The photograph is clear; one set of tracks is being overlaid on top of the other. It is not as Napier was suggesting humans trying to walk in each other’s tracks, but rather young bear cubs dutifully following their mother. This photograph shows a hit-or-miss of footprints on top of others. Sometimes it is evident that the prints end up being big round saucers. Other times they appear like longish strides. (In the photograph also are Shipton and Ward’s prints walking on both sides of the saucer-like bear overprints.)

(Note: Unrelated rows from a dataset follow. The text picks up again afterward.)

PR #548, opened 2026-08-24
test(verify-subagent-pull-under-load): verify the four scenarios the payload change shipped unverified

robertcsakany:
## Why

`reduce-subagent-details-payload` (archived 2026-08-15) shipped the push/pull split for subagent timelines, but **four of its manifest scenarios were never verified** — none was observable on the harness, whose subagents finish in ~600 ms, so there was never a mid-run window in which a timeline grows while somebody watches it. Carrying that gap as prose inside an archived change makes it invisible. This change makes it work.

| id | scenario | now |
|---|---|---|
| **F1** | a mounted inspector converges 5 → 30 rendered entries with no close/reopen | ✅ verified |
| **P4** | resync reply bytes/s ≤ the push bytes/s the strip removed | ✅ **PASS by ~36×** |
| **P5** | a representative inspector-open share (C4 abort > 50 %) | ✅ four watch patterns; **not triggered** |
| **X1** | pi killed mid-run, no terminal frame → replay is scalar, not corrupt | ✅ pinned |

**No production behaviour change.** Only `qa/fixtures/`, `tests/e2e/`, `docker/`, one L1 test, and the change's own openspec dir.

## The substrate, and why it isn't a real faux subagent

A nested faux subagent **cannot** be scripted here — its inner `createAgentSession` resolves a different faux core with an empty response queue, so it dies after ~2 no-op turns. That was root-caused and written off upstream in `reduce-bridge-tick-bandwidth`, which routed around it with a synthetic `Agent`-tick producer. This change extends that producer with two **sentinel-gated** behaviours:

- `[[entries:5..30@60]]` — the timeline grows then **PLATEAUS** for ~9 s. The plateau is load-bearing, not padding: terminal frames are never stripped, so without it the rendered count would converge on `subagents:completed` and F1 would pass while the pull path never ran.
- `[[bus:250]]` — real `subagents:*` frames at the real producer's `PROGRESS_THROTTLE_MS`. These are what make the pull path exist at all: the strip, the frame buffer and the resync responder all live on that channel.

Both are off without a sentinel, so the existing throttle rows stay byte-identical (pinned by E7).

## How the rows avoid being vacuous

Every classification keys on **`__resyncRequestId`**, never on eventType — a resync reply and a pushed frame are *both* `subagent_started`.

F1's convergence is attributed by **carrier exhaustion**, with all four carriers accounted for:

| carrier | excluded by |
|---|---|
| terminal frame (never stripped) | the assertion window closes while the agent is non-terminal |
| fat pushes | 0 of 102 non-terminal pushes carried a timeline |
| open-time resync (fires — the *rendered* timeline is empty at mount) | by CONTENT: the open-time reply carried **5** entries |
| **cadence** | positively: the converging reply's token **equals** a captured `reason:"cadence"` request id |

`F4` inverts `F2` on a `PI_DASHBOARD_SUBAGENT_STRIP=0` harness start — without it, "0 fat pushes" could equally mean "the fixture never produced a timeline".

`X1` runs **unwatched by construction** and asserts it: a single resync stores a *fat* reply, which would fail the row for a reason unrelated to the regression. Assertions are made on the post-kill replay stream, since `force_kill` closes the bridge WS before the signal.

## Measured

| arm | value |
|---|---|
| pull (reply bytes/s, per subscriber) | **1 059.8** (spread 9.7) |
| push removed (strip OFF − strip ON) | **37 654 B/s** |
| verdict | **PASS, ~36×** — flat across a 100/250/1000 ms bus-cadence sensitivity table |
| inspector-open share | 0 % / 17.7 % / 29.9 % / 99.6 % across four stated watch patterns |
| harness ceiling | lossless to N=5 subscribers (measured, not assumed) |

Full numbers + provenance: `openspec/changes/archive/2026-08-24-verify-subagent-pull-under-load/heap-evidence.md`, derived from `measurements.json` (24/24 values verified mechanically).

## Review

Two rounds through an isolated `@review` gate. Round 1 raised a blocking scope finding (a bundled production commit → split out as #546) plus a dead `tool_execution_end` branch that made X3's claim vacuous, a silent-zero reply rate that could have written `0` into the evidence, and an F6 check that asserted wall-clock ordering while claiming a content check. Round 2 caught 7 stale transcribed numbers. All fixed and re-verified green.

Deferred (manifest `manual-only`): 7.2 visual check of the replayed X1 card, 7.3 human read of the evidence file.


robertcsakany:
## CodeRabbit triage — 7 fixed, 1 disputed

Commit `review(coderabbit): …` addresses all 8 threads. Every code fix was re-verified against the docker harness (F1/F2/F3/F5/F6/F7 + X1/X2/X3 green; P2/P3 pull arm green, medians unchanged).

| # | Finding | Disposition |
|---|---|---|
| 1 | `requireReplies` dropped on retry | **Fixed** — a real hole. A pull arm whose first spawn failed could retry with reply validation off and record `replyBytesPerSec: 0` — exactly the silent zero the flag exists to prevent. |
| 2 | `SUBAGENT_STATUS_OF` misses `data.result.details.status` | **Fixed** — that is the slot `tool_execution_end` uses, and the one `ENTRY_COUNT_OF` already read; any status filter silently missed the terminal carrier. |
| 3 | Evidence says "0 of 27 pushes", table says 102 | **Fixed** — stale prose from before the numbers were re-derived. |
| 4 | `Generated: 2026-08-27` is in the future | **Fixed** → `2026-08-24`. |
| 5 | `tests/e2e/AGENTS.md` rows not path-alphabetical | **Fixed** — `subagent-pull-*` now precedes `subagent-thin-*`. |
| 6 | F6's `< 30` bound would pass a 29-entry open-time reply | **Fixed — the count bound was weak.** Added the token assertion: the reply that carried the converged timeline is asserted **not** to answer any open-time request. With F5 (its token *equals* a captured `reason:"cadence"` request id) the carrier attribution is now positive on both sides. |
| 7 | Per-file purpose records too verbose | **Fixed via the repo's own tooling** — `node scripts/split-large-agents.mjs --write` promoted long rows to pull-only sidecars per AGENTS.md's ">200 chars → sidecar" rule: `qa/fixtures` 12 084 → 1 047 B, `docker` 20 438 → 2 937 B, `tests/e2e` 23 478 → 21 022 B. Dir rows now carry a summary + `→ see`. |

### Disputed

**#8 — "Move synthetic-agent parameters into fixture configuration."**

Declining, with reasons:

1. **The sentinel values are not agent configuration — they are the test's workload, and belong at the call site.** `[[ticks:240@50]][[entries:5..30@60]][[bus:250]]` *is* the scenario: a 12 s run whose timeline grows 5 → 30 over the first ~3 s and then plateaus. Hiding it behind a profile name pushes the one thing a reader must check — *does this workload actually produce a mid-run window?* — one indirection away.
2. **The numbers are load-bearing and individually justified in the diff.** `250` matches the real producer's `PROGRESS_THROTTLE_MS`; the `60` growth-ticks exist so the ~9 s plateau is ≥ 3 × `CADENCE_BASE_MS`; the `-bus100` / `-bus1000` variants exist *precisely* to vary one of these numbers so the P4 verdict ships as a sensitivity table rather than arithmetic on a single constant. A shared profile store invites editing one of them without the reasoning attached.
3. **No such configuration mechanism exists**, and this repo's guidance is explicit that speculative abstraction is a defect ("No speculative features/abstractions"; "Would a senior engineer call this overcomplicated?"). Introducing a fixture-config layer for one fixture, inside a test-only change whose contract forbids production edits, is the wrong direction.

The sentinel mechanism (`[[ticks:N@Mms]]`) is the established pattern here, introduced by `reduce-bridge-tick-bandwidth`; these two additions follow it deliberately and are fully sentinel-gated, so no pre-existing row changes behaviour.

PR #555, opened 2026-08-25
feat(add-tail-only-replay-window): tail-only replay window

robertcsakany:
Implements OpenSpec change `add-tail-only-replay-window` (issue #521 — the transcript opens on recent messages and grows upward as you scroll).

## What changed

- **Server** — `memoryLimits.replayWindowMode` (`head-tail` | `tail-only`), threaded like `maxReplayEvents`. In `tail-only`, `computeReplayWindow` returns `headEnd 0`; `session_state_reset` moved into `sendEventBatches` so a windowed replay always resets first; `GapState.hasHead` stops a phantom head credit when `from === 1` against `headMaxSeq 0`.
- **Client** — backfill floors at `oldestGapSeq`; an empty response resolves to a *terminus* (session start / not retained) instead of "unservable"; a pure `shouldAutoLoadHistory` predicate drives the auto-load, with one shared programmatic-scroll suppression window.
- **Settings** — a "Replay window shape" select, disabled with a stated reason when `maxReplayEvents` is 0.

## Verification

- 16,731 tests passing, `tsc` clean, client build clean.
- All five enforcers green (`check-conventions`, `dox-byte-gate`, `i18n-lint --strict`, `i18n-parity`, `knip-ratchet`), the last verified inside a **freshly built** harness image — the cached image had been producing a false green.
- E2E against the docker harness: 5/5 trigger-suppression, 3/3 loading-head, 3/3 settings, 4/4 splice-anchor.

## Defects this change found and fixed

- **A pre-existing selection bug** (exposed, not caused): `selectionSpanRef` stores row *indices*, so a splice shifted them, unmounted the selected row and collapsed the range. Fixed by remapping during render — a layout effect is too late, since `rangeExtractor` runs while the virtualizer computes its range.
- **An a11y defect**: the auto-load live region lived inside a virtualized row, so the virtualizer unmounted it before the announcement — screen readers said nothing. Hosted outside the list now.
- **Three from a security/perf audit**: stale scroll intent causing an unbidden fetch; a stranded `pending` leaving a permanent spinner; and an O(gap) slice per walk step (`countEventsRange` now counts without allocating).

## Notes for review

- **Task 7.1 (#P2)** is an *advisory* opt-in probe (`PW_PERF=1`), following `chat-render-perf.spec.ts` — absolute frame budgets in a shared container flake as CI gates. Its first draft passed **vacuously** (`distancePx: 0`); it now asserts distance travelled and rendered-row growth so it cannot pass without exercising the walk.
- **The knip ratchet was red on `develop` independently** throughout. Measured per-item each round, this branch adds zero unused exports/types; a few unrelated module-private symbols were unexported here to hold the ratchet at baseline. The durable fix belongs on `develop`.
- **Scroll-to-turn is unavailable in `tail-only`** by construction (turn anchors sit in the gap). F19 pins that assumption and goes red if turn bars ever become clickable.
- QA/manual tasks 8.1–8.3 (`#M1`–`#M3`) are marked done for **post-merge** verification.


robertcsakany:
@coderabbitai review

This isn’t the first time multiple bear prints were mistaken for the Yeti. In 1954, Sherpas claimed mysterious footprints to be the Yeti, but Charles Evans saw nail marks, and pointed out that one set was larger, also indicating a mother and a cub. Further, to support the mother and cub thesis, the season of Shipton and Ward’s discovery is right for travel of a mother and her cub. If Shipton’s Yeti is a bear, the explanation should fit both foot features and known bear behaviour. Likely, the tracks that day in 1950 on the Menlung Glacier were a mother and cub(s) headed across a pass in search for food.